Die Darstellungen der Bäume in den Innenhöfen der Grundschule können aber auch als Anspielung auf die Institution Schule an sich, das abstrahierte Hereinholen und Vermitteln der Welt verstanden werden. Auch der enorm aufwändige Prozess der Herstellung der Fotogramme kann als bedeutsam gesehen werden: nur in einem großen gemeinsamen Kraftakt konnte das Projekt umgesetzt werden; ähnlich wie die Anstrengungen, die noch unternommen werden müssen, um das ökologische Gleichgewicht wiederherzustellen.
Das Bild eines Baums lässt zweifelsohne viele Interpretationen zu, mit seinen Verzweigungen und in seiner schieren Größe kann es als Sinnbild für das soziale Gebilde einer Schule, für Wachstum oder das Leben an sich stehen, nicht zuletzt liegt die Schönheit jeder Fotografie jedoch darin, zu ermöglichen, das abgebildete Objekt als das wahrzunehmen, was es ist: ein Baum.

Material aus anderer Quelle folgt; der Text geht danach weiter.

Issue #1926, opened 2019-03-06
eth_accounts chattiness caused by unexpected double polling of account on server and client


cellog:
The walletMiddleware sets up 2 polls, one on the server and one on the client. This only affects dev, where we have a provider on the server.

If we simply bail out of checking for account updates on the server, and reduce the polling interval to 2 seconds, this should still work for catching account changes but not overload the console with `eth_accounts` calls

PR #1928, opened 2019-03-06
Remove eth_accounts chattiness in dev environment

cellog:
# Description

***THIS IS A DRAFT AND SHOULD BE REVIEWED ONLY FOR APPROACH AND NOT NIT-PICKED YET***

This PR fixes the `eth_accounts` chattiness in dev environment through a couple of small changes:

1) polling for accounts was happening on both the client and the server, this is changed to only poll on the server
2) polling is changed to every 2 seconds instead of every half second

In order to implement #1, it required a minor change to the `walletMiddleware` that results in many lines of code changed because of indentation. Basically, to detect whether we are running on the server, we need the config, which is not currently available in `walletMiddleware`. We have the config object in `_app.js`, which is where middlewares are instantiated, and so we can pass it to `walletMiddleware` there.

In order to implement this in the paywall, the changes plus a couple of other files relating to signatures that were changed must also be copied over.

This PR will be split into 3 PRs:

1) modify `walletMiddleware` to accept config as an argument
2) change polling interval and disable the account polling on server
3) merge changes to the paywall

# Issues

Refs #1926 

# Checklist:


julien51:
I am not sure we currently need the signature stuff in the paywall app at all?

cellog:
> I am not sure we currently need the signature stuff in the paywall app at all?

no we don't, but it makes synchronizing `walletMiddleware/Service` and `web3Middleware/Service` prohibitively complex if we make any changes. This problem almost goes away when we have a separate location for the shared services. Ultimately, it's a question of diffing across directories. Happy to discuss strategy offline too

[1] Ein Fotogramm ist eine Fotografie ohne Kamera, bei der Gegenstände direkt auf lichtempfindliches Material gelegt und belichtet werden.
[2] Eine Cyanotypie ist eines der ersten fotografischen Verfahren, das auf Eisen beruht und nicht auf Silber, wodurch sich der typische blaue Farbeffekt ergibt. Die Belichtung erfolgt direkt am Papier und benötigt Sonnenlicht oder UV-Licht.
[3] Die britische Naturwissenschaftlerin Anna Atkins wurde durch (fotografische) Abbildungen von Farnen und andere Pflanzen mittels Cyanotypien bekannt. Sie gilt durch diese frühe Anwendung als erste Fotografin.
Kontext
Das Kunstwerk „Zwei Eschen“ von Ilse Haider wurde im Rahmen eines Kunst am Bau-Wettbewerbs für den Neubau der 6-zügigen Verbandsgrundschule in Karlsfeld im Landkreis Dachau durch die Kunstkommission zur Realisierung empfohlen. Die Fertigstellung der Schule erfolgte im Juni 2024, der Schulbetrieb wurde zum Schuljahresbeginn 2024/25 aufgenommen. Das Gesamtprojekt ist Bestandteil der Schulbauoffensive.